5 – Appliquer la méthode des Quatre temps de la Renaissance
Michel Le Joyeux : « Cette méthode repose sur quatre piliers : surmonter le passé récent, regarder le présent sans angoisse excessive, anticiper un futur meilleur en étant optimiste de façon réaliste et cultiver les moments de lenteur et de vide avec le temps du gérondif.
- Surmonter le passé récent : la nostalgie avec une vieille chanson ou un vieux film une demi-heure par jour permet de se reconnecter à des émotions anciennes… C’est un facteur protecteur, c’est prouvé !

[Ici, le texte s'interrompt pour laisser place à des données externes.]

PR #7700, opened 2022-03-07
Convert2cc

scgbckbone:
* add new plugin convert2cc

Testing:
1. create multisig/singlesig wallet with non coldcard hardware device/s (in my case trezor, ledger)
2. click on 'Wallet' tab and choose 'Information' - wallet information dialog will open and you should see 'convert2cc' button Screenshot from 2022-03-07 09-04-40
3. if 2. does not hold - go to plugins, activate 'convert2cc' and go back to 2. (needs ckcc-protocol as dependency)
4. if wallet created in 1. is singlesig disconnect hww and load same seed + passphrase (if used) to coldcard and connect it to PC, if multisig, do the same for just one cosigner
   (can be done even without Coldcard connected, it won't give you a hint based on master fingerprint match)
5. click 'convert2cc' button in wallet information modal - convert2cc modal will pop up 
Screenshot from 2022-03-07 09-05-07
6. one of the keystores/cosigner should match with your connected coldcard (icon_paired + [matches connected Coldcard])
   if your coldcard is not connected there will be no match Screenshot from 2022-03-07 09-40-07
8. choose correct keystore and hit 'convert button'
9. select how to name a where to store newly created converted wallet
10. hit yes - confirming that you want to open newly created wallet
11. old wallet is closed, converted wallet is opened and one of your devices is converted to Coldcard (should show paired icon)
12. try that wallet is working as expected


scgbckbone:
1. This only works for standard and multisig wallets - if tried with different one (i.e. imported) convert2cc modal:
Screenshot from 2022-03-07 09-41-01
2. at least one of keystore cosigners must not be coldcard (so there is something to convert):
Screenshot from 2022-03-07 09-41-38

electrum/gui/qt/main_window.py
```diff
@@ -593,15 +594,16 @@ def on_cb(x):
         if cb_checked:
             self.config.set_key('dont_show_testnet_warning', True)
 
-    def open_wallet(self):
+    def open_wallet(self, filename=None):
```
scgbckbone, line 597: add ability to skip `getOpenFileName` dialog if filename is provided

electrum/gui/qt/main_window.py
```diff
@@ -2571,17 +2574,21 @@ def label(idx, ks):
...
 
             select_ks(0)
             vbox.addWidget(ks_stack)
 
         vbox.addStretch(1)
-        btn_export_info = run_hook('wallet_info_buttons', self, dialog)
+        wallet_info_btns = run_hook('wallet_info_buttons', self, dialog)
         btn_close = CloseButton(dialog)
-        btns = Buttons(btn_export_info, btn_close)
-        vbox.addLayout(btns)
```
scgbckbone, line 2584: similar to https://github.com/spesmilo/electrum/pull/7682/files where we need an ability to add multiple buttons to wallet information dialog

electrum/gui/qt/main_window.py
```diff
@@ -2571,17 +2574,21 @@ def label(idx, ks):
...
+        if wallet_info_btns:
+            # now more than one wallet_info_butons hook, needs concat
+            wallet_info_btns = reduce(operator.concat, wallet_info_btns)
```
scgbckbone, line 2587: now we also expect more than one hook to provide data

electrum/plugin.py
```diff
@@ -232,6 +232,8 @@ def run_hook(name, *args):
                 results.append(r)
 
     if results:
+        if name == "wallet_info_buttons":
```
scgbckbone, line 235: not sure If I understand this constraint - why can only one result from hook be accepted? Here I expect more than one hook to provide data

electrum/plugins/convert2cc/qt.py
```diff
@@ -0,0 +1,236 @@
...
+        dialog.setLayout(vbox)
+        dialog.exec_()
+
+    def do_convert2cc(self, main_window, labels_clayout, keystores, dialog):
+        wallet = main_window.wallet
+        selected_index = labels_clayout.selected_index()
+        if selected_index is not None:
+            target_keystore = keystores[selected_index]
+            with self.coldcards_connected() as connected_cc_clients:
+                # dev = self.match_candidate_keystore_to_connected_cc_device(connected_cc_clients, target_keystore)
```
scgbckbone, line 208: for now - not sending device to convert2cc - it is not needed and in current `ckcc-protocol` version it causes huge slowdown, see https://github.com/Coldcard/ckcc-protocol/pull/17

scgbckbone:
added msg of coldcard device which we cannot connect to but is plugged in (other application using it, or even electrum itself for no reason check https://github.com/spesmilo/electrum/pull/7701)

Screenshot from 2022-03-07 15-02-29

scgbckbone:
added warning for encrypted wallets
Screenshot from 2022-03-09 18-02-36

scgbckbone:
instead of warning for encrypted wallets - I found and easy way to preserve encryption settings. User can choose to preserve them or not (checkbox)

hardware device encryption:
Screenshot from 2022-03-10 09-21-25



password encryption:
Screenshot from 2022-03-10 09-25-38

If one chooses to preserve encryption settings, same pwd (pubkey) will be used for encryption. If one chooses NOT to preserve, newly generated wallet is plaintext and can be encrypted later via standard path (wallet -> password ...)

SomberNight:
Do I understand it correctly that the whole purpose of this plugin is to help users who have non-coldcard hw devices and want to migrate to coldcard? -- and this plugin creates a new wallet file which is sort of a copy of the existing one, except one of the keystores is replaced with Coldcard_KeyStore?

accumulator:
A plugin like this is more suitable as an external plugin. See also #9235.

- Regarder le présent sans angoisse excessive : 10 minutes par jour, on laisse venir les pensées, les émotions, on déconnecte son téléphone portable. On a démontré que les personnes dotées de cette capacité de rêverie, de « mind wondering » de vagabondage de l’esprit, ont une meilleure résistance au stress.
- Anticiper un futur meilleur en étant optimiste de façon réaliste : on a besoin aujourd’hui de se vacciner contre la peur du futur avec l’esprit canaille. En temps de confinement, il faut le chercher : un livre d’un genre nouveau, un repas nouveau…
- Et enfin, le gérondif : c’est ce que je fais en marchant, en mangeant. Pourquoi ne pas manger un aliment riche en molécules productrices de bonheur, par exemple ? Un peu de tryptophane, un peu de magnésium, avec un peu de chocolat noir avec des fruits que vous mangez doucement est un gérondif agréable.
Et puis un programme du King’s collège préconise l’altruisme, l’amusement, et d’accueillir l’information avec discernement.